I threw a leg over the edge of my carefully structured safe box and immersed myself in play after play in the local theatres and hours of wine-enhanced conversation with my sister and niece - simple pleasures I had somehow placed on my selfish, some-day shelf in the corner of my safe box.  I took deep breaths of fresh, intoxicating air, air like I had never breathed before under the lid of my box and settled into a rhythm of self-discovery, family and fun. 

As I found myself clinging to the railing above the hundreds of steel-grated stairs below me, I moved back into the box I didn’t think I had packed – fear that drove me deeper into it recesses with the lid snapping on.  “No,” I said with a smile on my face and cold fear clutching my heart, “I really don’t like heights so you go ahead and I will wait here.”   My sister moved down four steps to the first platform, turned and said, “Just come down these four steps, Eileen – I know how you feel, but you can do four steps”.  My head knew the invitation was a ploy to get me started; my heart knew the smothering effect of my “no”.   I stepped down, breathed deep, and kept on walking.  The view of the river and the escarpment were lovely, but they didn’t measure up to the weight that lifted when the box lid blew off as I said “yes” that day.

Our final day loomed cold and windy and provided the invitation to shop.  The quaint boutiques provided much in conversation as we explored our very different tastes and remarked on our similarities stemming, most likely, from a childhood of shared memories - a foundation for friendship and camaraderie on that day. 

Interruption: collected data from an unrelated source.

PR #828, opened 2023-04-04
[build] Fix CMake MSVC builds when WITH_ASAN_OPTION is ON

ndesogus:
When building Sentry with the Address Sanitizer enabled via MSVC on Windows the following warning is hit:

    LNK4044: unrecognized option '/fsanitize=address'; ignore

This is because Sentry's CMakeLists.txt calls:

    link_libraries(-fsanitize=address)

which is only needed on Unix platforms.


Swatinem (approved):

CMakeLists.txt
```diff
@@ -167,13 +167,17 @@ endif()
 option(WITH_ASAN_OPTION "Build sentry-native with address sanitizer" OFF)
 if(WITH_ASAN_OPTION)
 	add_compile_options(-g -fsanitize=address -fno-omit-frame-pointer)
-	link_libraries(-fsanitize=address)
+        if(NOT MSVC)
```
supervacuus, line 170: If we open this to `MSVC` users, we must ensure that it only happens if `MSVC` uses the clang-toolchain. How it is currently implemented will produce a warning with `cl.exe`. But there are other issues with our code base when we build with `clang` in `MSVC` since some build-time conditionals depend on `MSVC` not being `clang`.

Can I ask you how you currently build the project before we go further with this? Specifically of interest are:
* which backend do you use?
* do you let CMake/MSBuild build the whole solution using the `clangcl` toolchain, or do you select specific projects in VS?
* do you use `lld-link`?

supervacuus (changes requested):

supervacuus:
No response for more than two months. Feel free to re-open if it still makes sense.

Issue #831, opened 2023-04-11
Missing const qualifiers in sentry tracing


vitekcerny:
**Description**

Following functions missing const qualifiers in their parameters:

sentry.h:
- sentry_transaction_start_child
- sentry_span_start_child

sentry_tracing.h:
- sentry__value_span_new

Because of that, I can't call these functions with string literals, for example:
`sentry_transaction_start_child(parent, "operation", "description");`

I have looked into the sources and there doesn't seem to be a reason to mutate the original char* sequences (and therefore omit the const).
I also created a pull request for this issue: #832

**When does the problem happen**

- [x] During build
- [ ] During run-time
- [ ] When capturing a hard crash

**Environment**

- OS: Windows 10, 64-bit
- Compiler: MSVC 22
- CMake version and config: 3.26.3, SENTRY_BACKEND=inproc

supervacuus:
This was fixed in #827 and will be part of the upcoming release.

PR #832, opened 2023-04-11
fix: missing const qualifiers in sentry tracing

vitekcerny:
As explained in #831 this PR fixes missing const qualifiers in sentry tracing.


supervacuus:
Thank you for the fix, but this is already fixed as part of a bigger PR here: https://github.com/getsentry/sentry-native/pull/827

The hat shop was just one of many on “boutique strip”.  We went in out of curiosity and the need to stay warm.  I exclaimed I never wore hats and proceeded to touch and compare.  It only took one turn in front of the mirror to put us into a two-hour mood of laughter and encouragement as I threw caution to the wind and doffed hat after hat – blue, green, grey and safe; then,  red, purple, and outlandish and haute couturier and sporty.  We shared honest criticisms and giggles and our adventure caught the clerk’s attention.  Drawn to neutrals and carefully coifed hats of taste, I was surprised when the clerk handed me a deep pink wool boucle hat with a large velvety flower rakishly adorning the side.  I laughed and shook my head to say “no” and stopped – what happened to my yes?  I took the hat in my hand, popped it on my head, turned up one side and peered into a mirror.  The hat – this pink statement of uptown yet warm, cozy hat – sat on my head at an angle and made me laugh out loud, a sparkly-eyed , deep down laugh.  It rippled through my chest, warmed up my heart, bubbled in my throat and spilled all over me from my head to my toes.  A laugh that must have been buried somewhere in my safe, dark box;  a laugh that had been bouncing inside a shell taped together with words like “no” ,”you first” and “I’ll wait”; a laugh that needed to hear “yes” to a pink hat with a velvet bow.

I linked arms with my sister as we strode down the street wearing our new hats, laughing at the stares, meeting the eyes of those who smiled and realizing that the hat – the pink hat with the black velvet bow – was truly beautiful and stunning and large – too large to ever fit in my safe little box I had packed from home.

I like to think that when I packed that hat to fly home that I left my safe box in the hotel room or on the subway train seat, but when I stumble over it occasionally lying in my life-shadows, I no longer think of climbing back in – I just put on my hat and laugh.